Então, recapitulando até o momento, temos que o Brasil é um país com taxa bastante baixa de poupança, o que implica menos recursos disponíveis, além de um país com garantias escassas, levando a uma maior incidência de calotes.

Como juros não são uma questão de justiça, ou definidos de forma aleatória, estes dois fatores importam bastante e ajudam a entender nossas taxas elevadas.

Mas há ainda um outro fator histórico na jogada.

Ao longo de quase todo século 20, o Brasil foi um país de mercado de capitais praticamente incipiente. Nos anos 40, criamos uma lei da “usura“, que proibia juros acima de 12% ao ano, em um país com inflação que chegava a 30% ao ano.

Entre 1940 e 1990, vivemos quase todo este período em juros negativos, com o governo se financiando de duas maneiras: empréstimos em dólar, além de impressão de dinheiro.

O resultado foi que convivemos com moedas que não preservaram valor, levando boa parte da população brasileira a pagar o preço de uma moeda hiperinflacionária.

Havia crescimento econômico na base da dívida, além de uma transição da população do campo para a cidade, mas pouco ou quase nada de desenvolvimento de fato, que crie e preserve riqueza.

Nos tornamos o 7⁰ país mais desigual do planeta, com uma imensidão de pessoas vivendo na pobreza enquanto o governo comemorava números elevados no PIB.

Mudamos em parte este cenário com o Plano Real. Um plano que ajustaram de forma pesada as contas públicas.

Em meio ao boom de commodities, trocamos a dívida externa pela interna.

E aí é que está a grande questão.

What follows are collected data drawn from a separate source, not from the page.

PR #2190, opened 2023-07-31
fix: Use commit sha when there is no RC or tag available

jrmanes:
hello team!

This is a small PR, it contains a change to print the commit sha when we are not running an RC or a version, This might be useful when we want to run specific commits, branches, etc... *Otherwise the value will be empty.*

This comes from after testing the new metric `version`, I can see this when we are not running tags:
```
cometbft_consensus_step_duration_seconds_bucket{chain_id="<whatever>"",step="Commit",version="",le="0.2682695795279726"} 153
```

Please team, if you approve it, merge it after, I don't have permission to do it.

Thanks in advance! 🚀 

Jose Ramon Mañes


Makefile
```diff
@@ -1,4 +1,4 @@
-VERSION := $(shell echo $(shell git describe --tags) | sed 's/^v//')
+VERSION := $(shell echo $(shell git describe --tags 2>/dev/null || git log -1 --format='%h') | sed 's/^v//')
```
jrmanes, line 1: I've added `2>/dev/null` bc, in case there's no tag, git prints something like:
```
fatal: No names found, cannot describe anything.
```
and we don't need this message

jrmanes: also mention:
`--format='%h'` -> short sha
`--format='%H'` -> long sha

evan-forbes (approved):

cmwaters (approved):
utACK 👍 

Don't forget to backport this to the v1.x branch

smuu (approved):
:+1:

Temos agora um país que deve em moeda nacional, mas não poupa, tem pouca segurança e um governo que deve muito em relação à riqueza do país.

Some esses fatores e faça uma pergunta a si mesmo: você aceitaria correr o risco de emprestar ao governo brasileiro com juros europeus?

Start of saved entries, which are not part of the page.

PR #2202, opened 2023-08-01
feat: reject blobs that are too large

rootulp:
Implements Option A of https://github.com/celestiaorg/celestia-app/issues/2156

### DIFF
--- a/app/test/check_tx_test.go
+++ b/app/test/check_tx_test.go
@@ -4,8 +4,6 @@ import (
 	"bytes"
 	"testing"
 
-	tmrand "github.com/tendermint/tendermint/libs/rand"
-
 	"github.com/celestiaorg/celestia-app/app"
 	"github.com/celestiaorg/celestia-app/app/encoding"
 	appns "github.com/celestiaorg/celestia-app/pkg/namespace"
@@ -15,6 +13,7 @@ import (
 	"github.com/stretchr/testify/assert"
 	"github.com/stretchr/testify/require"
 	abci "github.com/tendermint/tendermint/abci/types"
+	tmrand "github.com/tendermint/tendermint/libs/rand"
 	coretypes "github.com/tendermint/tendermint/types"
 )
 
@@ -111,8 +110,7 @@ func TestCheckTx(t *testing.T) {
 			name:      "1,000 byte blob",
 			checkType: abci.CheckTxType_New,
 			getTx: func() []byte {
-				tx := blobfactory.RandBlobTxsWithAccounts(encCfg.TxConfig.TxEncoder(), tmrand.NewRand(), kr, nil, 1_000, 1, false, testutil.ChainID, accs[4:5])[0]
-				return tx
+				return blobfactory.BlobTxWithSize(t, encCfg.TxConfig.TxEncoder(), kr, testutil.ChainID, accs[4], 1_000)
 			},
 			expectedABCICode: abci.CodeTypeOK,
 		},
@@ -120,8 +118,7 @@ func TestCheckTx(t *testing.T) {
 			name:      "10,000 byte blob",
 			checkType: abci.CheckTxType_New,
 			getTx: func() []byte {
-				tx := blobfactory.RandBlobTxsWithAccounts(encCfg.TxConfig.TxEncoder(), tmrand.NewRand(), kr, nil, 10_000, 1, false, testutil.ChainID, accs[5:6])[0]
-				return tx
+				return blobfactory.BlobTxWithSize(t, encCfg.TxConfig.TxEncoder(), kr, testutil.ChainID, accs[5], 10_000)
 			},
 			expectedABCICode: abci.CodeTypeOK,
 		},
@@ -129,8 +126,7 @@ func TestCheckTx(t *testing.T) {
 			name:      "100,000 byte blob",
 			checkType: abci.CheckTxType_New,
 			getTx: func() []byte {
-				tx := blobfactory.RandBlobTxsWithAccounts(encCfg.TxConfig.TxEncoder(), tmrand.NewRand(), kr, nil, 100_000, 1, false, testutil.ChainID, accs[6:7])[0]
-				return tx
+				return blobfactory.BlobTxWithSize(t, encCfg.TxConfig.TxEncoder(), kr, testutil.ChainID, accs[6], 100_000)
 			},
 			expectedABCICode: abci.CodeTypeOK,
 		},
@@ -138,23 +134,22 @@ func TestCheckTx(t *testing.T) {
 			name:      "1,000,000 byte blob",
 			checkType: abci.CheckTxType_New,
 			getTx: func() []byte {
-				tx := blobfactory.RandBlobTxsWithAccounts(encCfg.TxConfig.TxEncoder(), tmrand.NewRand(), kr, nil, 1_000_000, 1, false, testutil.ChainID, accs[7:8])[0]
-				return tx
+				return blobfactory.BlobTxWithSize(t, encCfg.TxConfig.TxEncoder(), kr, testutil.ChainID, accs[7], 1_000_000)
 			},
 			expectedABCICode: abci.CodeTypeOK,
 		},
-		{
-			name:      "10,000,000 byte blob",
-			checkType: abci.CheckTxType_New,
-			getTx: func() []byte {
-				tx := blobfactory.RandBlobTxsWithAccounts(encCfg.TxConfig.TxEncoder(), tmrand.NewRand(), kr, nil, 10_000_000, 1, false, testutil.ChainID, accs[8:9])[0]
-				return tx
-			},
-			// TODO: consider modifying CheckTx to return an error for this case
-			// so that consensus nodes do not propagate blobs that are too
-			// large.
-			expectedABCICode: abci.CodeTypeOK,
-		},
+		// {
+		// 	name:      "10,000,000 byte blob",
+		// 	checkType: abci.CheckTxType_New,
+		// 	getTx: func() []byte {
+		// 		tx := blobfactory.RandBlobTxsWithAccounts(encCfg.TxConfig.TxEncoder(), tmrand.NewRand(), kr, nil, 10_000_000, 1, false, testutil.ChainID, accs[8:9])[0]
+		// 		return tx
+		// 	},
+		// 	// TODO: consider modifying CheckTx to return an error for this case
+		// 	// so that consensus nodes do not propagate blobs that are too
+		// 	// large.
+		// 	expectedABCICode: abci.CodeTypeOK,
+		// },
 	}
 
 	for _, tt := range tests {
--- a/app/test/check_tx_test.go
+++ b/app/test/check_tx_test.go
@@ -138,18 +138,14 @@ func TestCheckTx(t *testing.T) {
 			},
 			expectedABCICode: abci.CodeTypeOK,
 		},
-		// {
-		// 	name:      "10,000,000 byte blob",
-		// 	checkType: abci.CheckTxType_New,
-		// 	getTx: func() []byte {
-		// 		tx := blobfactory.RandBlobTxsWithAccounts(encCfg.TxConfig.TxEncoder(), tmrand.NewRand(), kr, nil, 10_000_000, 1, false, testutil.ChainID, accs[8:9])[0]
-		// 		return tx
-		// 	},
-		// 	// TODO: consider modifying CheckTx to return an error for this case
-		// 	// so that consensus nodes do not propagate blobs that are too
-		// 	// large.
-		// 	expectedABCICode: abci.CodeTypeOK,
-		// },
+		{
+			name:      "10,000,000 byte blob",
+			checkType: abci.CheckTxType_New,
+			getTx: func() []byte {
+				return blobfactory.BlobTxWithSize(t, encCfg.TxConfig.TxEncoder(), kr, testutil.ChainID, accs[8], 10_000_000)
+			},
+			expectedABCICode: blobtypes.ErrBlobSizeTooLarge.ABCICode(),
+		},
 	}
 
 	for _, tt := range tests {
--- a/app/test/integration_test.go
+++ b/app/test/integration_test.go
@@ -14,7 +14,6 @@ import (
 	"github.com/stretchr/testify/require"
 
 	"github.com/cosmos/cosmos-sdk/client"
-	"github.com/cosmos/cosmos-sdk/types/errors"
 
 	"github.com/stretchr/testify/suite"
 
@@ -388,6 +387,7 @@ func (s *IntegrationTestSuite) TestSubmitPayForBlob_blobSizes() {
 		blob *tmproto.Blob
 		// txResponseCode is the expected tx response ABCI code.
 		txResponseCode uint32
+		wantError      error
 	}
 	testCases := []testCase{
 		{
@@ -411,9 +411,9 @@ func (s *IntegrationTestSuite) TestSubmitPayForBlob_blobSizes() {
 			txResponseCode: abci.CodeTypeOK,
 		},
 		{
-			name:           "10,000,000 byte blob returns err tx too large",
-			blob:           mustNewBlob(t, 10_000_000),
-			txResponseCode: errors.ErrTxTooLarge.ABCICode(),
+			name:      "10,000,000 byte blob returns error blob size too large",
+			blob:      mustNewBlob(t, 10_000_000),
+			wantError: blobtypes.ErrBlobSizeTooLarge,
 		},
 	}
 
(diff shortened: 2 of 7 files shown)


app/test/check_tx_test.go
```diff
@@ -111,49 +110,41 @@ func TestCheckTx(t *testing.T) {
...
 		},
 		{
 			name:      "1,000,000 byte blob",
 			checkType: abci.CheckTxType_New,
 			getTx: func() []byte {
-				tx := blobfactory.RandBlobTxsWithAccounts(encCfg.TxConfig.TxEncoder(), tmrand.NewRand(), kr, nil, 1_000_000, 1, false, testutil.ChainID, accs[7:8])[0]
-				return tx
+				return blobfactory.BlobTxWithSize(t, encCfg.TxConfig.TxEncoder(), kr, testutil.ChainID, accs[7], 1_000_000)
 			},
 			expectedABCICode: abci.CodeTypeOK,
```
evan-forbes, line 139: [comment] 

how are these tests passing without account numbers being added? shouldn't the signature be failing? also it appears we have two `RandBlobTxsWithAccounts`, one in `util` that uses the app to query the account number and sequence directly from the testapp, and then another in blobfactor where we don't...

test/util/blobfactory/payforblob_factory.go
```diff
@@ -260,6 +260,51 @@ func RandBlobTxs(enc sdk.TxEncoder, rand *tmrand.Rand, count, blobsPerTx, size i
...
+	address, err := signer.GetSignerInfo().GetAddress()
+	require.NoError(t, err)
+
+	coin := sdk.Coin{
+		Denom:  bondDenom,
+		Amount: sdk.NewInt(10),
+	}
+	options := []blobtypes.TxBuilderOption{
+		blobtypes.SetFeeAmount(sdk.NewCoins(coin)),
+		blobtypes.SetGasLimit(10_000_000),
```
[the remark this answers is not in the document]
rootulp: f6e3b8808c55a01983cf9927f9054ed53ee4346f

x/blob/types/payforblob.go
```diff
@@ -331,6 +332,51 @@ func ValidateBlobs(blobs ...*Blob) error {
...
+// parameter in application state (i.e. GovMaxSquareSize). Additionally, even if
+// the application state parameters are at their upper bounds, the number of
+// shares available for blob bytes may be less than estimated in this function
+// (i.e. if the PFB tx shares occupy more than one share). As a result, the
+// upper bound returned by this function may over-estimate the max valid blob
+// size but it should not under-estimate. Consequently, it may be used to
+// immediately reject blobs that are too large but blobs smaller than this upper
+// bound may still fail to be included in a block.
+func blobSizeUpperBound() int {
+	maxSquareSize := appconsts.SquareSizeUpperBound(appconsts.LatestVersion)
```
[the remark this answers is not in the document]
rootulp: We should pass it but at some point in the calling stack we have to use `appconsts.LatestVersion` because these validation functions are stateless and don't have access to a block's app version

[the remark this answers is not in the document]
rootulp: https://github.com/celestiaorg/celestia-app/pull/2202/commits/e6248f0961721ef8ec51b073865aef561be0ee65

app/test/check_tx_test.go
rootulp: I'm not sure what you mean by account numbers being added? This test uses `accs[7]`, other test cases use unique accounts.

rootulp: Refactored to use `RandBlobTxsWithAccounts` in all test cases except the last one b/c the last one would fail to create a blob tx for a 10,000,000 byte blob if it used `RandBlobTxsWithAccounts`.

 https://github.com/celestiaorg/celestia-app/pull/2202/commits/d8faa9760ca88b3ca9c928c9bc385bdf5ff04c91

app/test/check_tx_test.go
```diff
@@ -111,49 +110,41 @@ func TestCheckTx(t *testing.T) {
...
-				tx := blobfactory.RandBlobTxsWithAccounts(encCfg.TxConfig.TxEncoder(), tmrand.NewRand(), kr, nil, 10_000_000, 1, false, testutil.ChainID, accs[8:9])[0]
-				return tx
+				return blobfactory.BlobTxWithSize(t, encCfg.TxConfig.TxEncoder(), kr, testutil.ChainID, accs[8], 10_000_000)
 			},
-			// TODO: consider modifying CheckTx to return an error for this case
-			// so that consensus nodes do not propagate blobs that are too
-			// large.
-			expectedABCICode: abci.CodeTypeOK,
+			expectedABCICode: blobtypes.ErrBlobSizeTooLarge.ABCICode(),
 		},
```
rootulp, line 148: [optional] we can also remove this test case all together if maintainer's think the overhead of maintaining `blobfactory.BlobTxWithSize` is too high.

x/blob/types/payforblob.go
```diff
@@ -331,6 +332,51 @@ func ValidateBlobs(blobs ...*Blob) error {
...
 
+// validateBlobData returns an error if the size of data is zero or too large.
+func validateBlobData(appVersion uint64, data []byte) error {
+	if len(data) == 0 {
+		return ErrZeroBlobSize
+	}
+
+	maxBlobSize := blobSizeUpperBound(appVersion)
+	if len(data) > maxBlobSize {
+		return ErrBlobSizeTooLarge.Wrapf("max blob size is %d bytes", maxBlobSize)
```
rootulp, line 343: 🤔 the wrapped error should probably include the blob size for debugging purposes

x/blob/types/payforblob.go
```diff
@@ -331,6 +332,51 @@ func ValidateBlobs(blobs ...*Blob) error {
...
+	maxSquareSize := appconsts.SquareSizeUpperBound(appVersion)
+	maxShares := maxSquareSize * maxSquareSize
+
+	// Subtract one from maxShares because at least one share must be occupied
+	// by the PFB tx associated with this blob.
+	maxBlobShares := maxShares - 1
+	maxBlobBytes := maxBlobShares * appconsts.ContinuationSparseShareContentSize
+
+	return min(maxBlobBytes, coretypes.MaxBlockSizeBytes)
+}
```
rootulp, line 369: I think we should simplify this upper bound to compute the max number of bytes in a data square based on app version and reject based on that.

app/test/check_tx_test.go
evan-forbes: similar to the sequence or chain id, the account number of a given account is added to the tx sign bytes when we sign the tx but its not actually included in the transaction, therefore we have to look it up before we sign a tx.

since we're not looking up sequence or account number (passing nil for the conn arg), I would have expected the signature of the tx to fail...

the one in util can query directly using the testapp (doesn't use grpc). I'll take another look at this test and see if there's something wrong

x/blob/types/payforblob.go
```diff
@@ -49,7 +49,7 @@ const (
 var _ legacytx.LegacyMsg = &MsgPayForBlobs{}
 
 func NewMsgPayForBlobs(signer string, blobs ...*Blob) (*MsgPayForBlobs, error) {
-	err := ValidateBlobs(blobs...)
+	err := ValidateBlobs(appconsts.LatestVersion, blobs...)
```
rootulp, line 52: On second thought I think this may be dangerous for similar reasons mentioned in https://github.com/celestiaorg/celestia-app/pull/2203#discussion_r1283420399

This assumes the latest celestia-app version so the behavior varies based on when a node upgrades.

rootulp:
https://github.com/celestiaorg/celestia-app/actions/runs/5766459263/job/15634450248#step:4:246

ante handlers get run on `CheckTx`?! Were options A and C the same the whole time? 🤯

x/blob/ante/max_blob_size_ante.go
```diff
@@ -0,0 +1,93 @@
...
+func (d MaxBlobSizeDecorator) getMaxSquareSize(ctx sdk.Context) int {
+	// TODO: fix hack that forces the max square size for the first height to
+	// 64. This is due to our fork of the sdk not initializing state before
+	// BeginBlock of the first block. This is remedied in versions of the sdk
+	// and comet that have full support of PreparePropsoal, although
+	// celestia-app does not currently use those. see this PR for more details
+	// https://github.com/cosmos/cosmos-sdk/pull/14505
+	if ctx.BlockHeader().Height <= 1 {
+		return int(appconsts.DefaultGovMaxSquareSize)
+	}
```
cmwaters, line 65: This gets calculated in `d.k.GovMaxSquareSize` below so I don't think it's necessary

cmwaters (approved):
LGTM

x/blob/ante/max_blob_size_ante.go
```diff
@@ -0,0 +1,93 @@
...
+func NewMaxBlobSizeDecorator(k BlobKeeper) MaxBlobSizeDecorator {
+	return MaxBlobSizeDecorator{k}
+}
+
+// AnteHandle implements the AnteHandler interface. It returns an error if the
+// tx contains a MsgPayForBlobs where the total blob data size exceeds the upper
+// bound. The upper bound is calculated based on the number of bytes in a data
+// square with the maximum square size.
+func (d MaxBlobSizeDecorator) AnteHandle(ctx sdk.Context, tx sdk.Tx, simulate bool, next sdk.AnteHandler) (sdk.Context, error) {
+	if ctx.IsReCheckTx() {
```
evan-forbes, line 26: [discussion]
imo we shouldn't run this during deliver tx, since 1) this would technically be adding block validity rule since it runs on PFBs 2) the only way a PFB can make it in the block is if the blob can fit. If a PFB gets included, but the blob doesn't, then we have to rely on block validity rules (via constructing the square) since by DeliverTx the PFB will have already been included and a blob inclusion fraud proof will be created.

this is mostly an efficiency thing, but I don't see any benefit atm, wdyt?
```suggestion
	if !ctx.IsCheckTx() {
```

evan-forbes (commented):
one comment to be discussed, but otherwise LGTM :+1:

x/blob/ante/max_blob_size_ante.go
evan-forbes: we could also be more specific here, like `if ctx.IsReCheckTx || if ctx.IsDeliverTx` if we don't like `if !ctx.CheckTx`

cmwaters (commented):
So I've been thinking about this and I think it's better if we have an AnteHandler that is overly restrictive than under restrictive. What I mean by that is that it's probably better if we reject a transaction that would've made it in a block than it is to accept a transaction that floats in the mempool but never makes its way to a block and the user is baffled as to why his/her transaction isn't being committed. Hence, I would use `ContinuationSparseShare` instead of `ShareSize`. I actually recall that we had a function that would more accurately calculate the amount of bytes in the `share` package. I think the more accurate we can be the better

x/blob/ante/max_blob_size_ante.go
rootulp: Hmm, I agree it doesn't seem necessary to run this ante handler on `DeliverTx()` b/c that is adding a block validity rule. However, I wonder if it makes sense to run this ante handler on `ReCheckTx()`. Consider the following scenario:

Assume that gov max square size is 128 at t=0.
t=0: User submits txA that is a large PFB. txA passes ante handler and gets gossiped to network. txA is valid but doesn't get included in a block yet.
t=1: New block lands that decreases gov max square size from 128 to 64
t=2: txA remains in mempool. Validators can't include it b/c it can only fit in a square size of 128.

I assume that txA will eventually be evicted from the mempool. The situation is a bit contrived and I think it probably makes more sense to only run this ante handler once on `IsCheckTx()`.


Note: our version of ctx doesn't have `ctx.IsDeliverTx()` 

Screenshot 2023-08-07 at 2 35 19 PM

so even though I prefer the more explicit:

```go
	if ctx.IsReCheckTx() || ctx.IsDeliverTx()
```

I'll go with

```go
	if !ctx.IsCheckTx() {
```

rootulp: Resolved by https://github.com/celestiaorg/celestia-app/pull/2202/commits/f8914cb53907c0023374be2cf050ec14b6b2d7e5

rootulp:
> What I mean by that is that it's probably better if we reject a transaction that would've made it in a block than it is to accept a transaction that floats in the mempool but never makes its way to a block and the user is baffled as to why his/her transaction isn't being committed.

Hmm given there isn't an explicit max total blob size constant, this ante handler has to estimate it. The current implementation over-estimates because if the ante handler rejects a transaction that could have fit in a block then we're adding an unspecified limitation on total blob size. In other words, if the ante handler under-estimates the max total blob size, the ante handler is effectively adding an explicit max total blob size constant on top of the constants already defined by ADR-021.

To your point, this ante handler can come closer to estimating the true total max blob size by using `ContinuationSparseShare`, but I think it should still over-estimate the max total blob size rather than under-estimate it.

app/test/integration_test.go
```diff
@@ -58,12 +58,14 @@ func (s *IntegrationTestSuite) SetupSuite() {
 		s.accounts[i] = tmrand.Str(20)
 	}
 
-	cfg := testnode.DefaultConfig().WithAccounts(s.accounts)
+	s.ecfg = encoding.MakeConfig(app.ModuleEncodingRegisters...)
+	cfg := testnode.DefaultConfig().
+		WithAccounts(s.accounts).
+		WithGenesisOptions(testnode.SetBlobParams(s.ecfg.Codec, blobtypes.DefaultGenesis().Params))
```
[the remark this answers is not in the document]
rootulp: At one point while working on this, I thought they weren't being provided but tests pass without this change so will revert.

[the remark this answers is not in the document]
rootulp: Resolved by 467f57610e44c227bdeeea3cb2dbbf089dca8c44

app/test/check_tx_test.go
rootulp: Resolving this b/c no longer applicable.

cmwaters:
>  the ante handler is effectively adding an explicit max total blob size constant on top of the constants already defined by ADR-021.

I think it's fine that to add that extra constraint. For one, it's not actually a block validity rule, it serves to improve the UX around transaction submission, 2) they would be two different constants: one for a single PFB/tx the other, the total size of the square/block.

evan-forbes:
> To your point, this ante handler can come closer to estimating the true total max blob size by using ContinuationSparseShare, but I think it should still over-estimate the max total blob size rather than under-estimate it.

In this specific case, I think it makes sense to be as accurate as possible. The main reason being that we should never gossip a tx if it can never make it in a block. This is similar reasoning for having a minimum fee. Previously when we had 8MB blocks, we've arbitrarily set the value to 1 or 2MB per the thread https://github.com/celestiaorg/celestia-core/issues/867

rootulp:
Based on the above feedback, I'll add an explicit constant for max total blob size of a transaction and enforce it in this PR. Note this behavior change should be accompanied by a change to the specs.

rootulp:
>  I'll add an explicit constant for max total blob size of a transaction and enforce it in this PR.

This isn't feasible if we still want the max total blob to be based on the governance param for max square size because the param is modifiable and isn't a versioned constant.

rootulp:
TBH I'm not actually sure what the actionable feedback is. @cmwaters @evan-forbes 

> I think it makes sense to be as accurate as possible

I don't see a way to be more accurate than https://github.com/celestiaorg/celestia-app/pull/2202/files#diff-9baefd27a9e6df186608a7ef8c81d7aa14214357e72797c4c432510b3af9e1fdR50-R55

cmwaters:
I'm personally happy with what you've done here: https://github.com/celestiaorg/celestia-app/pull/2202/files#diff-9baefd27a9e6df186608a7ef8c81d7aa14214357e72797c4c432510b3af9e1fdR50-R55. I think it's as accurate as we can get

rootulp:
I have low confidence that this will backport to the v1.x branch cleanly but at least mergify can open a PR that I can fix.

cmwaters (approved):
Nice work 👍

evan-forbes (approved):
nice!

x/blob/ante/max_total_blob_size_ante.go
```diff
@@ -0,0 +1,88 @@
...
+	// celestia-app does not currently use those. see this PR for more details
+	// https://github.com/cosmos/cosmos-sdk/pull/14505
+	if ctx.BlockHeader().Height <= 1 {
+		return int(appconsts.DefaultGovMaxSquareSize)
+	}
+
+	upperBound := appconsts.SquareSizeUpperBound(ctx.ConsensusParams().Version.AppVersion)
+	govParam := d.k.GovMaxSquareSize(ctx)
+	return min(upperBound, int(govParam))
+}
```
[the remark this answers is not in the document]
rootulp: Makes sense. Created https://github.com/celestiaorg/celestia-app/issues/2267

A resposta é um sonoro não para qualquer pessoa consciente de suas finanças. O governo brasileiro possui riscos, que estão sendo precipitados em real. E veja, poderia ser pior. Na Argentina, também não existe preservação de riqueza (poupança), segurança jurídica e ainda não existe também um mercado de capitais local.

Os juros na Argentina estão hoje em 20% negativos, quando descontada a inflação. Isso leva o país a não conseguir se financiar no mercado local e ficar dependente de impressão de dinheiro.

É claro que esse é um caso extremo, mas é o caso de inúmeros países em desenvolvimento ou emergentes como o Brasil. Há pouco dinamismo local e muito endividamento em dólar.

Se quisermos de fato baixar os juros, é preciso olhar para todos estes fatores com segurança e apontar um caminho futuro que seja plausível.

Fizemos isso em anos recentes, criando uma regra fiscal simples e de grande impacto, o teto de gastos. O resultado foi uma queda nos juros de maneira organizada, sem levar a um aumento da inflação.

Fernando Haddad promete criar seu “arcabouço fiscal” para dar essa garantia de estabilidade novamente. Se conseguir soar plausível, é algo que precisamos descobrir.

Mas até que o Brasil consiga desvencilhar-se do rótulo de país inseguro, instável e pouco confiável (o fato de termos três regras fiscais e termos descumprido as três não ajuda muito), ainda seremos um paraíso de rentistas.